Power BI Practice: Extracting Date and Time Components from Text Data in Power BI
Mohamad's interest is in Programming (Mobile, Web, Database and Machine Learning). He is studying at the Center For Artificial Intelligence Technology (CAIT), Universiti Kebangsaan Malaysia (UKM).
Scenario:
Given meta data:
column_name, data_example, valid_profile
IoT GUID, 48196321-3809-EC11-883D-0022489A2..., 100%
IoT DateTime, 21/05/2022 18:59:25, 100%
IoT ID, 10000010000, 100%
The IoT GUID and IoT ID columns are unique to each row in query. You need to analyze IoT events by the hour and day of the year. The solution must improve dataset performance.
Solution: You split the loT DateTime column into a column named Date and a column named Time. Does this meet the goal?
No, splitting the IoT DateTime column into separate Date and Time columns alone does not fully meet the goal of improving dataset performance. While it helps in analyzing events by hour and day, additional steps like indexing, aggregation, and partitioning are needed to significantly enhance performance.
Step-by-step guide
Step 1: Split the IoT DateTime Column
1. Open Power Query Editor:
• In Power BI Desktop, go to the "Home" tab and click on "Transform data" to open the Power Query Editor.

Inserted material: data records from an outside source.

Issue #335, opened 2022-03-28
slsa.dev style: missing space between paragraphs


MarkLodato:
The CSS on the slsa.dev website removes virtual whitespace between paragraphs, which makes it really hard to read. This is because (at least) there are two different rules that set `p { margin: 0 }`, one in main.css and one in tailwind.min.css. Adding a margin after the paragraph will fix it, though care must be taken to not break anything else. (I wish we had an easy visual diffing tool.)

If anyone wants to send out a PR to fix this, it would be most appreciated!

# Example

https://slsa.dev/verification_summary/v0.1

Current:

![missing space](https://user-images.githubusercontent.com/58860/160475063-7a82604e-62fc-4cbd-b83b-cb535a82f4db.png)

Expected:

![has space](https://user-images.githubusercontent.com/58860/160475099-3702466f-37a8-4c25-93ea-3b78cb9f0f38.png)

MarkLodato:
Tailwind also ruins `<ol>` tags by setting `list-style: none`. I think we need to get rid of tailwind and instead use proper css.

MarkLodato:
If we use add the `markdown` class, it fixes most issues, but `blockquote` elements are formatted as horizontal boxes (flex model, different color, etc.). We'd need to fix that before applying that fix to the standards pages.

MarkLodato:
Also bulleted list spacing:

![image](https://user-images.githubusercontent.com/58860/200342536-0a4046aa-c9ab-45c8-9e97-53e0f057e545.png)

PR #420, opened 2022-07-11
Hack to fix paragraph spacing

MarkLodato:
The proper fix would be to fix the CSS, but for now the lack of inter-paragraph spacing (#335) is highly distracting so this is a cheap fix.

Preview: TODO

image


joshuagl (approved):
Thanks, this looks much better.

2. Split the DateTime Column:
• Select the IoT DateTime column.
• Go to the "Transform" tab, click on "Split Column," and choose "By Delimiter."
• Split by space to separate the date and time into two columns.
• Rename the new columns to "Date" and "Time."
Step 2: Create Indexes
1. Index the Date Column:
• In the Power Query Editor, select the "Date" column.
• Go to the "Add Column" tab, click on "Index Column," and choose "From 1."
Index the Time Column:
• Repeat the same steps for the "Time" column.
Step 3: Aggregate Data
1. Group by Date and Hour:
• In the Power Query Editor, select the "Date" column.
• Go to the "Transform" tab, click on "Group By."
• Add a new grouping for the "Time" column, but extract only the hour part.
• Choose the aggregation method (e.g., count, sum) for the IoT events.
Step 4: Partition the Dataset
1. Partition by Date:
• In the Power Query Editor, create a new column that extracts the year and month from the "Date" column.
• Use this new column to partition your dataset.
Step 5: Optimize Data Types
1. Set Appropriate Data Types:
• Ensure the "Date" column is set to the Date data type.
• Ensure the "Time" column is set to the Time data type.
Step 6: Apply and Test Changes
1. Apply Changes:
• Click on "Close & Apply" in the Power Query Editor to apply the changes.
2. Refresh Data:
• Refresh your data to ensure all changes are correctly implemented.
3. Verify Results:
• Check your reports and data models to ensure everything is working as expected.
By following these steps, you can efficiently analyze IoT events by the hour and day of the year while improving dataset performance.
Sample data
| IoT GUID | IoT DateTime | IoT ID |
| 48196321-3809-EC11-883D-0022489A2... | 21/05/2022 18:59:25 | 10000010000 |
| 48196321-3809-EC11-883D-0022489A2... | 22/05/2022 12:45:10 | 10000010001 |
| 48196321-3809-EC11-883D-0022489A2... | 23/05/2022 08:30:45 | 10000010002 |
| 48196321-3809-EC11-883D-0022489A2... | 24/05/2022 14:15:30 | 10000010003 |
| 48196321-3809-EC11-883D-0022489A2... | 25/05/2022 20:05:55 | 10000010004 |
| 48196321-3809-EC11-883D-0022489A2... | 21/05/2022 18:59:25 | 10000010005 |
| 48196321-3809-EC11-883D-0022489A2... | 22/05/2022 12:45:10 | 10000010006 |
| 48196321-3809-EC11-883D-0022489A2... | 23/05/2022 08:30:45 | 10000010007 |
| 48196321-3809-EC11-883D-0022489A2... | 24/05/2022 14:15:30 | 10000010008 |
| 48196321-3809-EC11-883D-0022489A2… | 25/05/2022 20:05:55 | 10000010009 |
You can use this table to practice splitting the IoT DateTime column into separate Date and Time columns, creating indexes, aggregating data, and partitioning the dataset.